Problem:
Counting every line in the entries below where the word "context" occurs, report how many there are. Give only that number.
[[ Data shown open ]]
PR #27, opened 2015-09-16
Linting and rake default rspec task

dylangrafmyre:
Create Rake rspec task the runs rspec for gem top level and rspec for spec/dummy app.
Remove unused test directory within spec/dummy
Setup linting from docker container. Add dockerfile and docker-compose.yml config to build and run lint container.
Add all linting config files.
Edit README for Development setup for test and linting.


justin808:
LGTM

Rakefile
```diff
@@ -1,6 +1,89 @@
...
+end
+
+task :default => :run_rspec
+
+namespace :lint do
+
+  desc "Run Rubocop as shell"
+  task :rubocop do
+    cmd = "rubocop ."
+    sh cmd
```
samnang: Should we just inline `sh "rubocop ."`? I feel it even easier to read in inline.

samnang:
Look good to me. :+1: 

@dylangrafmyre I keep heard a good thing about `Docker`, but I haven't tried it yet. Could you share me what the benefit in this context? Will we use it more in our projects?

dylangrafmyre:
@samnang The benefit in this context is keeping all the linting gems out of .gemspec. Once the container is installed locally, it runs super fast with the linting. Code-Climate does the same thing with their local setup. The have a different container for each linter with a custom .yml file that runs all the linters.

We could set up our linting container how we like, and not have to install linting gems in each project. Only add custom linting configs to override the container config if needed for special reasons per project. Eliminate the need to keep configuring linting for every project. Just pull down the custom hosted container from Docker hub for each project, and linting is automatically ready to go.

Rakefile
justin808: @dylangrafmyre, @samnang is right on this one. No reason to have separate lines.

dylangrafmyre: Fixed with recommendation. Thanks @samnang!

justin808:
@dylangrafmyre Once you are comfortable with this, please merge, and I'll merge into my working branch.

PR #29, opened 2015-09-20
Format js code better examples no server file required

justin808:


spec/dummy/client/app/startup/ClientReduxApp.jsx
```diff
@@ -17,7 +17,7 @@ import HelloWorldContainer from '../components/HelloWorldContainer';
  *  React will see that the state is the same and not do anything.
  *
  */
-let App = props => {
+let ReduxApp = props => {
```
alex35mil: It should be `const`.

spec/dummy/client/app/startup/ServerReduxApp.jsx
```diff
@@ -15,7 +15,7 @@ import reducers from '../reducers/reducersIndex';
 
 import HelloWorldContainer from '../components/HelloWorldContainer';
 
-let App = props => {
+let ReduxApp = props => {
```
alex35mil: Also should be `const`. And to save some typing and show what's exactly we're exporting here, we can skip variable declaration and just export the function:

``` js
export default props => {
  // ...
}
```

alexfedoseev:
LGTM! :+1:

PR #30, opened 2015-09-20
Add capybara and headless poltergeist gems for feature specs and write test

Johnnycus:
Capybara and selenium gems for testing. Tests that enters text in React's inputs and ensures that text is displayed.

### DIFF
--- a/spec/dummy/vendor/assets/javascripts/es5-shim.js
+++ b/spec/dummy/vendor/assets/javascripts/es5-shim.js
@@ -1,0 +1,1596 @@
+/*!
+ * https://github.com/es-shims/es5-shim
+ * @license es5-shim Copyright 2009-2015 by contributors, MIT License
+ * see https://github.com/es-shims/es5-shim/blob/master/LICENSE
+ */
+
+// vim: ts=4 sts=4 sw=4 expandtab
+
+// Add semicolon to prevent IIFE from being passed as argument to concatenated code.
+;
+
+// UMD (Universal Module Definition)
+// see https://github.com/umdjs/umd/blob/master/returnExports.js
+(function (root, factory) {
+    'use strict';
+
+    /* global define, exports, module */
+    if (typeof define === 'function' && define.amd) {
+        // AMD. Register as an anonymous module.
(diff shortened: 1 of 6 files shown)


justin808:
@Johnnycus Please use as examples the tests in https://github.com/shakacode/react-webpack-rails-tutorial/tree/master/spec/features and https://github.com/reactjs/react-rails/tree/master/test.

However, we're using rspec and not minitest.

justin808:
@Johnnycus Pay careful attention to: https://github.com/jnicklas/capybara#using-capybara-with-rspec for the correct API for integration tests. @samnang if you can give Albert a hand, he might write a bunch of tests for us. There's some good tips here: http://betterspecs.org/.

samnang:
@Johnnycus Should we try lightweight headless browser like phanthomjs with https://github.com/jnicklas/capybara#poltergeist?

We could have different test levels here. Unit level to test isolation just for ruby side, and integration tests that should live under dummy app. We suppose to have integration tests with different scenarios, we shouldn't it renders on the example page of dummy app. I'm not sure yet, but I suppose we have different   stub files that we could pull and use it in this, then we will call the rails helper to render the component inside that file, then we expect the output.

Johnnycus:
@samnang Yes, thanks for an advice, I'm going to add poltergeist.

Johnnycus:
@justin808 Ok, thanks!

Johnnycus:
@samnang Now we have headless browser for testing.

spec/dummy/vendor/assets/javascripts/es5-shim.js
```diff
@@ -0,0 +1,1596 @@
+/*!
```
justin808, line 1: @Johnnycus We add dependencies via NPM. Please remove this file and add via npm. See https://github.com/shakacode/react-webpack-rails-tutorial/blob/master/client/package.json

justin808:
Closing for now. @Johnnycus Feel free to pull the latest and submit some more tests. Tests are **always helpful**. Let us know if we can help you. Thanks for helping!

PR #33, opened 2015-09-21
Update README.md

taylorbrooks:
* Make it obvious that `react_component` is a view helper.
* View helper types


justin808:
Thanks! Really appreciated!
[[ Data shown closed ]]
[[ Data shown open ]]
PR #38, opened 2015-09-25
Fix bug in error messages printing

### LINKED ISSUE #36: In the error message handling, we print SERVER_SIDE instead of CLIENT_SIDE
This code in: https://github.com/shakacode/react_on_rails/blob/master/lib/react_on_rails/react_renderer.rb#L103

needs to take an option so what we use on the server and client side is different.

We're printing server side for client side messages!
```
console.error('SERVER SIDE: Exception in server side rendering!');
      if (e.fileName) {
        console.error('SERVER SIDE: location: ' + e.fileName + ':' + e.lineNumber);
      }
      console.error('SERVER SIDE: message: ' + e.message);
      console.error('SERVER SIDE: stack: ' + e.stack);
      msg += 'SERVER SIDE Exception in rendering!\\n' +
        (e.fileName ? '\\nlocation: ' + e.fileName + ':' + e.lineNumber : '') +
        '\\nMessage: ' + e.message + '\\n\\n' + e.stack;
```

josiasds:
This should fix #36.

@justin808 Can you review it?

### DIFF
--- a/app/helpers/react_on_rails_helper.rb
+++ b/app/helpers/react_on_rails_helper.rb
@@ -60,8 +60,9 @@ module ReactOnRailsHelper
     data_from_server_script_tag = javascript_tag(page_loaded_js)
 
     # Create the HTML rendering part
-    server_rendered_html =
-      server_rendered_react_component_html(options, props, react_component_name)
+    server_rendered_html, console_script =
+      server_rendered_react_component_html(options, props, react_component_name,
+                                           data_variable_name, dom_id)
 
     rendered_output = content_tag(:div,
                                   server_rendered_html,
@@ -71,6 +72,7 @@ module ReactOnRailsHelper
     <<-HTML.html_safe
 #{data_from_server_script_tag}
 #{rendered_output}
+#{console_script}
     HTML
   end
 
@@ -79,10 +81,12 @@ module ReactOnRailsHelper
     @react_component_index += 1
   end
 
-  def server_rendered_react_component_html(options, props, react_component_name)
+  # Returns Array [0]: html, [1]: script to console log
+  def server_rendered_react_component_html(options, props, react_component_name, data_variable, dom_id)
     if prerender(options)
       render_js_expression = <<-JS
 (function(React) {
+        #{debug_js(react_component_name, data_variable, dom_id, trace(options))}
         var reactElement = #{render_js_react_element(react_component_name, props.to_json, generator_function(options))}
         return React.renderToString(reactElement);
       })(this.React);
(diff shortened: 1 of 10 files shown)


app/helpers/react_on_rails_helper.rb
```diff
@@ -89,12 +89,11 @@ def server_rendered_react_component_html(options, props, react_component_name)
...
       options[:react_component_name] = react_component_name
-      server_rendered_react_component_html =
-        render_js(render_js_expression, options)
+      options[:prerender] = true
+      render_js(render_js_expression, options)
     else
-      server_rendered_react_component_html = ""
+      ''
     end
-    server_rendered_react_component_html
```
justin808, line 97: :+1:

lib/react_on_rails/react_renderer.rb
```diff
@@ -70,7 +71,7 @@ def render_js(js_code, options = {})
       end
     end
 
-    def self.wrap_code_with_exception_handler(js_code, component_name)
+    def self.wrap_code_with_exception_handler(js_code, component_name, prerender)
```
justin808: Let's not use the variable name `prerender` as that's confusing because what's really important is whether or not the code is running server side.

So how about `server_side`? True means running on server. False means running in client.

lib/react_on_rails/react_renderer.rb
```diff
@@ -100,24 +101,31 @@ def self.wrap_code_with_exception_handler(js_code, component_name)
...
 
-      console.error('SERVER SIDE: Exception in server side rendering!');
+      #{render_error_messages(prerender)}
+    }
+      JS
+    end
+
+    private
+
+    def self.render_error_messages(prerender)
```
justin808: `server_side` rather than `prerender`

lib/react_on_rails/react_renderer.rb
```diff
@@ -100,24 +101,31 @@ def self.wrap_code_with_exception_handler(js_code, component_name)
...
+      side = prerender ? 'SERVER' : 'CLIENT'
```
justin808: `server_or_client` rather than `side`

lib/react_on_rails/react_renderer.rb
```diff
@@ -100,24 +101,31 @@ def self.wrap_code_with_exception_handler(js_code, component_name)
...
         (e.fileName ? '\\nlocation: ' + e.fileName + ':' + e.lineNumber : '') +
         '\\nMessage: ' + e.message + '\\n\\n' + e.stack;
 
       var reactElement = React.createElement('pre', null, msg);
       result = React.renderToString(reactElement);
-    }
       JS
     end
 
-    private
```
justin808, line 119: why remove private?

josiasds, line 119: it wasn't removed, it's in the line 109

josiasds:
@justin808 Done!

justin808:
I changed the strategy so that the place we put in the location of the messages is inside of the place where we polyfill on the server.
[[ Data shown closed ]]
Task output:
2